DATA FOR THIS EXERCISE section start

PR #752, opened 2025-07-11
Lev serebryakov/tr bugfixes on kotlin tests

lev-serebryakov-jetbrains:
Fix problems when thread buffer is overflown.

Limit string size to buffer size, too.

This fix Kotlin's `:compiler:tests-integration:test --tests "org.jetbrains.kotlin.cli.CliTestGenerated$Jvm.testExtraHelp" `

But this test generates 10GiB of Strings, so it will need A LOT of memory to load trace.

### DIFF
--- a/trace/src/main/org/jetbrains/lincheck/trace/TraceRecorderTracePoints.kt
+++ b/trace/src/main/org/jetbrains/lincheck/trace/TraceRecorderTracePoints.kt
@@ -575,8 +575,9 @@ fun TRObjectOrVoid(obj: Any?): TRObject? =
     else TRObjectOrNull(obj)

DATA FOR THIS EXERCISE section end

Each line from the one containing "-575,8 +575,9 @@" down to the last line of the material above is to be transcribed exactly, with nothing else included.

ANSWER SPACE:
@@ -575,8 +575,9 @@ fun TRObjectOrVoid(obj: Any?): TRObject? =
     else TRObjectOrNull(obj)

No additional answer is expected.